[Date Prev][Date Next][Thread Prev][Thread Next][Date Index][Thread Index]

FWD: Re: PuTTY : Patch to shape arabic letters correctly]



Somehoe didn't make it through the queue..

----- Forwarded message from Simon Tatham <anakin (at) pobox dot com> -----

From: Simon Tatham <anakin (at) pobox dot com>
Reply-To: putty (at) projects.tartarus dot org
To: Mohammed Elzubeir <elzubeir (at) arabeyes dot org>
Cc: kamal_dalal (at) yahoo.com, developer (at) arabeyes dot org, 
    putty (at) projects.tartarus dot org
Subject: Re: [putty]Re: PuTTY : Patch to shape arabic letters correctly

> On Mon, Jun 03, 2002 at 11:17:01PM -0700, Kamal Dalal wrote:
>> I am looking into patching PuTTY, and make it shape arabic letters
>> correctly. From what I see (using a Win2k Pro), a simple command like "cat
>> <utf-8 file>" displays all disconnected arabic letters. I heard from
>> Mohammad Elzubair that he has seen PuTTY display correct shapes after the
>> window refreshes itself. I could not see that behaviour. Can anybody on
>> the list confirm or deny ?

I think I can explain this phenomenon.

PuTTY does not know anything about right-to-left scripts. So if you
send a sequence of characters ABCDE, it places them in its model of
the terminal screen in the order ABCDE. If you sent them one by one,
then its display code will be called in five separate calls to
output first an A, then a B, then a C, a D and an E. So you will see
the characters in that order on the screen as well.

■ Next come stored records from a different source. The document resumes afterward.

PR #724, opened 2024-08-19
Fix rank check on reductions

### LINKED ISSUE #723: [BUG] sum function produces incorrect results
**Describe the Bug**
I'm using the sum function over a 2D tensor, and instead of doing a reduction along the cols. It doesn't seem to be adding values together properly.

**To Reproduce**

Basically I run the code:

```cpp
template<typename T>
inline int *constructQueryVectorDegreeArrayMatx(matx::tensor_t<T, 2> &distances, T eps) {
    std::cout << eps << std::endl;
    print(distances);

    auto lt = distances < eps;
    auto lt_int = matx::as_type<int>(lt);

    print(lt_int);
    auto res = matx::make_tensor<int>({1, distances.Shape()[1]}, matx::MATX_MANAGED_MEMORY);
    (res = matx::sum(lt_int, {0})).run();

    print(res);
    return res.Data();
}
```

With input/output:
```
2.1
Tensor{float} Rank: 2, Sizes:[4, 4], Strides:[4,1]
000000:  0.0000e+00  1.0000e+00  2.0000e+00  3.0000e+00 
000001:  0.0000e+00  2.0000e+00  1.0000e+00  0.0000e+00 
000002:  1.0000e+00  8.0000e+00  9.0000e+00  1.1000e+01 
000003:  1.5000e+01  2.0000e+00  6.0000e+00  7.0000e+00 
Operator{int32_t} Rank: 2, Sizes:[4, 4]
000000:  1  1  1  0 
000001:  1  1  1  1 
000002:  1  0  0  0 
000003:  0  1  0  0 
Tensor{int32_t} Rank: 2, Sizes:[1, 4], Strides:[4,1]
000000:  9  9  9  9 // This should be different
```

**Expected Behavior**
You would expect `res` to be:

```
{3, 4, 1, 1}
```

But it instead full of 9s  - which is coincidentally the _total_ sum of the expected result.

**System Details (please complete the following information):**
 - OS: Ubuntu 20.04
 - CUDA version: 12.6
 - g++ version: 9.4.0

cliffburdick:
Closes #723

### DIFF
--- a/include/matx/operators/all.h
+++ b/include/matx/operators/all.h
@@ -135,7 +135,7 @@ namespace detail {
 template <typename InType, int D>
 __MATX_INLINE__ auto all(const InType &in, const int (&dims)[D])
 {
-  static_assert(D < InType::Rank(), "reduction dimensions must be <= Rank of input");
+  static_assert(D < InType::Rank(), "reduction dimensions must be < Rank of input");
   auto perm = detail::getPermuteDims<InType::Rank()>(dims);
   auto permop = permute(in, perm);
 
--- a/include/matx/operators/any.h
+++ b/include/matx/operators/any.h
@@ -135,7 +135,7 @@ namespace detail {
 template <typename InType, int D>
 __MATX_INLINE__ auto any(const InType &in, const int (&dims)[D])
 {
-  static_assert(D < InType::Rank(), "reduction dimensions must be <= Rank of input");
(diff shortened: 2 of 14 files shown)


luitjens (approved):

luitjens (changes requested):
This doesn't look correct.  Reduction with D == input rank is fine as we would reduce to a rank0.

However, if you subsequently hide the PuTTY window and then make it
visible all at once, the display code will be called with the whole
string in one go - `ABCDE' - and at that point Windows's own Unicode
handling will notice that those characters are in a right-to-left
script and it will helpfully reverse them for you - so you will see
EDCBA at this point. However, if you then move the PuTTY cursor over
those letters they will be redrawn one by one in the original order
again, since PuTTY still _thinks_ they're on the screen in the order
`ABCDE'.

Clearly PuTTY needs to do something about this. At a minimum it must
become able to predict what the Windows text display call will do
with the characters it sends, and hence not have this discrepancy
between what it thinks it displayed and what it actually displayed.

Beyond that, the question of what to do about sending text in the
order ABCDE and having it entered into PuTTY's terminal handler in
the order EDCBA is a harder one to solve. There are of course
published algorithms and implementations of code which will take a
piece of mixed-language text and arrange it correctly, but I think
it will be somewhat harder to implement this in a terminal emulator
than in (say) a word processor, because it must be done _character
by character_. You don't just have to work out what happens if you
have English and Arabic text side by side on the same line of text;
you need to be able to _send_ that text to the terminal, one
character at a time, and know what happens to the screen as you send
each character - in a way that's implementable algorithmically and
simply, with a minimum of stored state.

I'm unaware of any existing specifications for how this should work.
As far as I know, the recent UTF-8 modifications to xterm don't even
attempt to solve this problem, but merely print characters left to
right in the order they're given - so that it's the job of `cat' or
an equivalent utility to do the bidi calculations and re-order the
characters before sending them to the terminal. It isn't clear to me
whether this is how things need to stay - some input from people who
actually use these characters would be welcome.

Cheers,
Simon
-- 
Simon Tatham         "A defensive weapon is one with my finger on the
<anakin (at) pobox dot com>    trigger. An offensive weapon is one with yours."